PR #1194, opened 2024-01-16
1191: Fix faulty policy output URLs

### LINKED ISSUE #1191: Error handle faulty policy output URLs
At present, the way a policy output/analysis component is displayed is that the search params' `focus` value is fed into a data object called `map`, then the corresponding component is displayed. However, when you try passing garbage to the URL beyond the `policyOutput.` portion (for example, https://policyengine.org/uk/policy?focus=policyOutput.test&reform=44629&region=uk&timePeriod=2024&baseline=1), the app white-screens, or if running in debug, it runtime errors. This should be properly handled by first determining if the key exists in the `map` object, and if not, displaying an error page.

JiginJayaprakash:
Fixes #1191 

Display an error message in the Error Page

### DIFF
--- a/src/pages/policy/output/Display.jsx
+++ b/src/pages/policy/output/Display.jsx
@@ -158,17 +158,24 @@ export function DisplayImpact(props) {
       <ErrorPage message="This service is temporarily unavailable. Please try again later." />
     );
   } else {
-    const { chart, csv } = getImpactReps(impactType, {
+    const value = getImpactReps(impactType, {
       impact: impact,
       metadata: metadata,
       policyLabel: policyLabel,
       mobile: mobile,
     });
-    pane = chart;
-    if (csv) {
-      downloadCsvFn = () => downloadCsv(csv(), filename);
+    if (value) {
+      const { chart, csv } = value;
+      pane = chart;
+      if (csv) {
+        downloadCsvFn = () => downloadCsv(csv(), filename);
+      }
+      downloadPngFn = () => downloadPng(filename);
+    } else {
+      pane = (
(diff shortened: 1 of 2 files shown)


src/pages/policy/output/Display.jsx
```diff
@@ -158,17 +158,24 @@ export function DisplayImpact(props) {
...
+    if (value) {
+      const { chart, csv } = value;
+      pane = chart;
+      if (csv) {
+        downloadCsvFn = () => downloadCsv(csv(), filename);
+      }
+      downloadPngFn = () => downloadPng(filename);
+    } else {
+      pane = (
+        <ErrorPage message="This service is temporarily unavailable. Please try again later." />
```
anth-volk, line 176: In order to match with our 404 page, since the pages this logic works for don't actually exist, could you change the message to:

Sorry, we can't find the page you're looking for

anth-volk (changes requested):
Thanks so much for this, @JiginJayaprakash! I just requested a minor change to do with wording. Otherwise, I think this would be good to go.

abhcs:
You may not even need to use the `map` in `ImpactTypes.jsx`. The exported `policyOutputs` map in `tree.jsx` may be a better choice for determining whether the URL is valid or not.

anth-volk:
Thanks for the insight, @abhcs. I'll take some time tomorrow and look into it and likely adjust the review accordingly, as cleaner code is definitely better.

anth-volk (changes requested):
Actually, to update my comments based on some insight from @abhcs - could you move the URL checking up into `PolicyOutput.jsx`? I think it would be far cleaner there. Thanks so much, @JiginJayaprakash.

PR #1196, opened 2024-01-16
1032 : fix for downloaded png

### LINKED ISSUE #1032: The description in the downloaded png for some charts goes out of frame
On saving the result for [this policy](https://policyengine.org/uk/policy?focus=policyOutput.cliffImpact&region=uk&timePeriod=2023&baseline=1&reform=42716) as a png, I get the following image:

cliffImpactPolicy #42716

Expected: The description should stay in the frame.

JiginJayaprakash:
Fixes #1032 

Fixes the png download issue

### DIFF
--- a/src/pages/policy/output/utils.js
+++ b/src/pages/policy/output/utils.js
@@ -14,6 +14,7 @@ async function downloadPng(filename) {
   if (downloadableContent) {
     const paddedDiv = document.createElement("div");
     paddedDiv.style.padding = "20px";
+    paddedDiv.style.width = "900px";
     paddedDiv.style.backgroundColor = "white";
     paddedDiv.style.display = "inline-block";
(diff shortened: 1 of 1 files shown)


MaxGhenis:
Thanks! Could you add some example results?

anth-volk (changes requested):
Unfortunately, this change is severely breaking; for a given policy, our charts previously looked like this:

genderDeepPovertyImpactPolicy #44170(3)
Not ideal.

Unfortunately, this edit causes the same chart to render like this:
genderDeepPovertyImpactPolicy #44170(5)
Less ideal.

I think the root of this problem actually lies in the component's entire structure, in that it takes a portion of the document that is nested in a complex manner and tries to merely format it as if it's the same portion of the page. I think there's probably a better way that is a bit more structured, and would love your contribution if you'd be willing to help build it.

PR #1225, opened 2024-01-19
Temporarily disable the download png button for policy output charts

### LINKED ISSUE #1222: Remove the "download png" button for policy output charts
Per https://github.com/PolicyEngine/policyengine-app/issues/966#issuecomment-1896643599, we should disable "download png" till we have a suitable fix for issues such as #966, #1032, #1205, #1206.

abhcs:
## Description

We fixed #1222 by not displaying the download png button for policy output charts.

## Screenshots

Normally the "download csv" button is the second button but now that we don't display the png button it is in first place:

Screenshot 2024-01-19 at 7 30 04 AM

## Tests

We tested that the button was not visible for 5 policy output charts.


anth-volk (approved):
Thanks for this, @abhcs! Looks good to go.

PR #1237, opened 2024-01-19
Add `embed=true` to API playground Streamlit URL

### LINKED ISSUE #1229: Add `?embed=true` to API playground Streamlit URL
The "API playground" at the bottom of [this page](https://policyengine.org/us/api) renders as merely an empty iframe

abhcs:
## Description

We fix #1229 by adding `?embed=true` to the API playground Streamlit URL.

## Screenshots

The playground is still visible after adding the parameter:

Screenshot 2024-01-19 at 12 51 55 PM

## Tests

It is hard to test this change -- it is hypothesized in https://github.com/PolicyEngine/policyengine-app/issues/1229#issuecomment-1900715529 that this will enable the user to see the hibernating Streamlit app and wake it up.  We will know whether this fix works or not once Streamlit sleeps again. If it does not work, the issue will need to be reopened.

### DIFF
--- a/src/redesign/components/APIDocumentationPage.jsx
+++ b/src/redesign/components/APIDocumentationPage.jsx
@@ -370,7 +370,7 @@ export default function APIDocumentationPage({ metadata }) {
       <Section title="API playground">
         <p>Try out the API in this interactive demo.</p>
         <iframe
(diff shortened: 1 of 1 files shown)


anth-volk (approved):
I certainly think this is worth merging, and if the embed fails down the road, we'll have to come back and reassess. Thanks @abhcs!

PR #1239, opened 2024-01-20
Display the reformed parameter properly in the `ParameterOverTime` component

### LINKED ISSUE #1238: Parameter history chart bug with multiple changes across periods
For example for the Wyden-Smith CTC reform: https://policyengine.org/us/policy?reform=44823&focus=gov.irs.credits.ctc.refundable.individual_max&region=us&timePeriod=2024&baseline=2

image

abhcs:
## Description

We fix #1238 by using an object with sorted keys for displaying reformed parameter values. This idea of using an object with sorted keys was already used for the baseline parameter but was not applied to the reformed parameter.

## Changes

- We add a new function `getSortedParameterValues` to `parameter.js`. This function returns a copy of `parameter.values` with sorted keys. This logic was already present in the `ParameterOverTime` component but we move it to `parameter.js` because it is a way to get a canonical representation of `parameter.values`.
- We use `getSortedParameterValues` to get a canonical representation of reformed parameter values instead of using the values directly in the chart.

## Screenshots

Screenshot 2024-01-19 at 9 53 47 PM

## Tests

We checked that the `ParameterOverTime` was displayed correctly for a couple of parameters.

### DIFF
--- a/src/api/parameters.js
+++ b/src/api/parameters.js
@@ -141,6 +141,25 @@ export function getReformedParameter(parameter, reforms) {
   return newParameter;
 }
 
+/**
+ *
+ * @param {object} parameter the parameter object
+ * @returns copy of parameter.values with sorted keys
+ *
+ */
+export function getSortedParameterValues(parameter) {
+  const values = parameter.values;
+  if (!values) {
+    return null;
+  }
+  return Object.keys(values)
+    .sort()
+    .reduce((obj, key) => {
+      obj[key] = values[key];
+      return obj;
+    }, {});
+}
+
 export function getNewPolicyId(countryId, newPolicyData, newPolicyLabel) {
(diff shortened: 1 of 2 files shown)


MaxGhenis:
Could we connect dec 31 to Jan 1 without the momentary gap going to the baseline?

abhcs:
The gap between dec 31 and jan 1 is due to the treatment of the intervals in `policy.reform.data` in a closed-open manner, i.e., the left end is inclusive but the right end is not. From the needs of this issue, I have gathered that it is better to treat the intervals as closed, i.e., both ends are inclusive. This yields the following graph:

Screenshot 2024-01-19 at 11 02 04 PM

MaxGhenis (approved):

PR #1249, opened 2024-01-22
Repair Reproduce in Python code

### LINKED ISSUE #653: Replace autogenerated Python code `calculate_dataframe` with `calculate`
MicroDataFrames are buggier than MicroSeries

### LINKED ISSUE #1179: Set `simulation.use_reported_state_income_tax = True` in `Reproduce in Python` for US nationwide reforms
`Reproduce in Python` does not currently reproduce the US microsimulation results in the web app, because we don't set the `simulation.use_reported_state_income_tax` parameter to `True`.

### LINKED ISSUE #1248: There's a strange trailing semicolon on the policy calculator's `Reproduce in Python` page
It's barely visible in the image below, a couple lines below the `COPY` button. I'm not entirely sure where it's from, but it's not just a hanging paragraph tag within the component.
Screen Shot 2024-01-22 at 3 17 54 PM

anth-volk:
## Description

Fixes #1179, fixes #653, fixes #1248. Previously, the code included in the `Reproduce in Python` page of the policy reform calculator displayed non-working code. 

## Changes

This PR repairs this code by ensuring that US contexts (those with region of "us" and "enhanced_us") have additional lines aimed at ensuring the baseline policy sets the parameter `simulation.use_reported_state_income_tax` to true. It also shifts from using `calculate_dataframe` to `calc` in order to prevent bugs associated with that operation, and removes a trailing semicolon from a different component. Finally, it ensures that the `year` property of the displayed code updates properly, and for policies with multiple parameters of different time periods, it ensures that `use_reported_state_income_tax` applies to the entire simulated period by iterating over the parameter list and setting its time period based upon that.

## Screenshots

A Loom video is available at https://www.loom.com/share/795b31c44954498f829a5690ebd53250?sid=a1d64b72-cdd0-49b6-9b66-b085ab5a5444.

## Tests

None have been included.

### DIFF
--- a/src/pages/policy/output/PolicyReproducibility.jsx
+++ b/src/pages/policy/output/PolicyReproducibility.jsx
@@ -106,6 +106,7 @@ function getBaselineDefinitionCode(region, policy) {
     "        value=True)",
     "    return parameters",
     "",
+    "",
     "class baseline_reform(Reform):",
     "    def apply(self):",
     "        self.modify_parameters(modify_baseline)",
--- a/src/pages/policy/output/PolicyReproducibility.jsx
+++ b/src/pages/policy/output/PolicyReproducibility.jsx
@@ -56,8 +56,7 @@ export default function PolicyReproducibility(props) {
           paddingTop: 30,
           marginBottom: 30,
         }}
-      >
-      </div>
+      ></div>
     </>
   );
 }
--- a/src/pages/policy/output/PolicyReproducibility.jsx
....
YOUR OBJECTIVE -
All lines of the records above that contain the word "components" are to be copied out.

SOLUTION -
--- a/src/redesign/components/APIDocumentationPage.jsx
+++ b/src/redesign/components/APIDocumentationPage.jsx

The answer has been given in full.